Наконец, одобрение и удовлетворенность других епископов и других церквей были столь единодушными и всеобщими, что не нашлось человека, который бы протестовал против такого количества цензур и Сочинений, публиковавшихся по всей Франции. Никто не сожалел о состоявшемся осуждении, исключая одного — единственного епископа[397], ранее состоявшего членом Общества Иисуса. Впрочем, как уверяют, он также некоторое время спустя согласился с мнением других прелатов. Никто и не помышлял вступаться за интересы иезуитов, несмотря на все влияние последних. Никто не брался защищать подвергнутые цензуре догмы. Посему вполне можно было утверждать, ввиду общего согласия, что их осудила вся церковь, подобно тому, как в былые времена некоторые ереси, даже наиболее значительные, поначалу осуждались лишь одной из церквей[398], к решению которой затем присоединялись все остальные.
В общих чертах я уже немного рассказал о различных попытках, предпринимавшихся иезуитами в течение всего рассматриваемого времени, дабы воспрепятствовать осуждению их Апологии, о вызванных ими смутах (troubles), о клеветнических пасквилях, распространяемых против кюре и епископов, в особенности епископов из Гаскони, к которым Общество испытывало наибольшую ненависть. Однако ход данного повествования обязывает подробно рассмотреть здесь некоторые из неправедных средств, применявшихся иезуитами для защиты дела, которое только и могло быть защищено при помощи подобных ухищрений.
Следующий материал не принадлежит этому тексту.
Issue #1271, opened 2026-06-19
[RNE Rewrite] Setup clangd and clang-tidy setup for non-3rd party c++ code


msluszniak:
We need to setup clangd with strong compile flags to make it easier to improve code during the rewrite process. The first step is to research which compile flags we should use. Then setup clangd. As a follow up, we need to setup clang-tidy static checks as a first step to potential clang-tidy CI.

PR #1285, opened 2026-06-25
[RNE Rewrite] chore: set up clangd for C++ sources

msluszniak:
## Description

Sets up a committed [clangd](https://clangd.llvm.org/) config for the core package's C/C++ sources so the rewrite gets code intelligence and a shared, strict warning set, and enforces that set at commit time. First step of #1271; clang-tidy CI is a follow-up (#1286).

- `compile_flags.txt` — include roots / `-std=c++20` / defines, with third-party headers (ExecuTorch/torch/JSI) as `-isystem` so their warnings don't pollute our diagnostics. Relative paths anchored to the package dir, so it is portable with no per-machine generation.
- `.clangd` — strict warning set layered on top (incl. `-Wconversion`/`-Wsign-conversion`), with clangd's include cleaner disabled (ExecuTorch umbrella headers misreport includes).
- `scripts/check-cpp-warnings.sh` + `lefthook.yml` — a `pre-commit` command that compiles staged `cpp/` sources with the same warning set and aborts the commit on any warning, keeping the editor and the commit gate in sync. It skips gracefully (never blocks) when no compiler or the provisioned headers are available; bypass with `git commit --no-verify`.
- `.gitignore` — track the shared config while keeping generated `compile_commands.json` local.
- `CONTRIBUTING.md` — prerequisites (provisioned `third-party/include` + `yarn install`), editor setup, and the pre-commit behavior.

- [ ] Yes
- [x] No

### Type of change

### Tested on

- [ ] iOS
- [ ] Android

### Testing instructions

1. Provision `packages/react-native-executorch/third-party/include` and run `yarn install`.
2. Open a file under `packages/react-native-executorch/cpp` in an editor with the clangd extension (MS C/C++ IntelliSense disabled); confirm the `<executorch/...>`/`<jsi/jsi.h>` includes resolve and the current sources are clean.
3. Confirm the strict flags fire by introducing a deliberate violation, e.g. in `cpp/core/dtype.cpp`:
   ```cpp
   int rne_probe(float f) {
       int casted = (int)f;   // expect -Wold-style-cast + -Wconversion
       int unused = 7;        // expect -Wunused-variable
       return casted;
   }
   ```
   clangd should flag these on our code (third-party headers stay quiet thanks to `-isystem`).
4. `git add` that change and `git commit` — the pre-commit hook aborts with the warning printed. Verified end-to-end via lefthook: warning → `cpp-warnings ❌` (exit 1); clean → `✔️` (exit 0). Revert afterwards.

### Related issues

#1271

### Checklist

### DIFF
--- a/packages/react-native-executorch/scripts/check-cpp-warnings.sh
+++ b/packages/react-native-executorch/scripts/check-cpp-warnings.sh
@@ -1,0 +1,68 @@
+#!/usr/bin/env bash
+#
+# Pre-commit guard: fail the commit when staged C/C++ sources in the core package
+# produce compiler warnings under the project's clangd warning set — i.e. the
+# include flags in compile_flags.txt plus the -W flags in .clangd. This mirrors
+# what clangd shows in the editor, so a commit can't introduce a warning that the
+# editor would have flagged.
+#
+# It skips gracefully (without blocking the commit) when a C++ compiler or the
+# provisioned ExecuTorch/JSI headers are not available, so contributors who don't
+# build the native code are never blocked. Bypass explicitly with `git commit
+# --no-verify`. Override the compiler with CXX=/path/to/clang++.
+#
+# Usage: check-cpp-warnings.sh <staged file> [<staged file> ...]
+set -uo pipefail
+
+PKG_DIR="$(cd "$(dirname "$0")/.." && pwd)"
+PKG_PREFIX="packages/react-native-executorch/"
+
+# Keep only staged files inside this package's cpp/ tree, relative to PKG_DIR.
+rel_files=()
+for f in "$@"; do
+  case "$f" in
+    "${PKG_PREFIX}"cpp/*) rel_files+=("${f#"$PKG_PREFIX"}") ;;
+    cpp/*)                rel_files+=("$f") ;;
+  esac
+done
+[ "${#rel_files[@]}" -eq 0 ] && exit 0
+
+CXX="${CXX:-clang++}"
+if ! command -v "$CXX" >/dev/null 2>&1; then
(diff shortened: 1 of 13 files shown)


packages/react-native-executorch/scripts/check-cpp-warnings.sh
```diff
@@ -0,0 +1,68 @@
...
+
+if [ ! -d third-party/include/executorch ] ||
+   [ ! -f ../../node_modules/react-native/ReactCommon/jsi/jsi/jsi.h ]; then
+  echo "ℹ C++ warning check skipped: provision third-party/include and run 'yarn install' to enable it."
+  exit 0
+fi
+
+# Compilation database (includes / std / defines) + the .clangd warning set.
+db_flags=()
+while IFS= read -r line; do
```
barhanc: Doesn't this assume that `compile_flags.txt` must have a new empty line at the end?

packages/react-native-executorch/scripts/check-cpp-warnings.sh
barhanc, line 1: We should have additional check that the expected `.clangd` and `compile_flags.txt` files exist.

packages/react-native-executorch/scripts/check-cpp-warnings.sh
msluszniak: Good catch — the read loop now uses `|| [ -n "$line" ]` so the last flag is read even without a trailing newline (commit 927f6151f).

packages/react-native-executorch/scripts/check-cpp-warnings.sh
msluszniak: Added — the script now skips with a notice if `compile_flags.txt` or `.clangd` is missing (commit 927f6151f).

barhanc (approved):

Первое из указанных средств состояло в попытке очернить противников. Именно им воспользовались иезуиты Парижа в отношении столичных священников. Общество хорошо понимало, что ему не завоевать особого успеха открытой защитой Апологии о* Пиро, и не сомневалось, что подобное бесполезное заявление лишь сделает их ненавистными в глазах народа, после стольких цензур не иначе как с ужасом смотревшего на эту книгу. И иезуиты прибегли к 'лукавству, попытавшись поставить под сомнение добросовестность цитат, встречающихся у противников казуистов, рзбы таким образом поддержать шаткую репутацию последних. Для исполнения своего замысла они воспользовались Седьмым сочинением парижских кюре. Поскольку при приведении множества предосудительных мест из рассматриваемых там казуистических произведений обнаружились пропуски или незначительные неточности в цитатах, то иезуиты тщательно собрали все подобные неточности воедино, дав им название Клевет (Impostures) и составив из них гнусный пасквиль под заголовком Собрание некоторых фальшивок и т. д. Данное творение они разослали по всей Франции. И, словно бы это вправду могло умалить произведения парижских кюре перед их собственными, иезуиты с невероятным нахальством хвастали повсюду, будто на самом деле уличили своих противников в явной клевете.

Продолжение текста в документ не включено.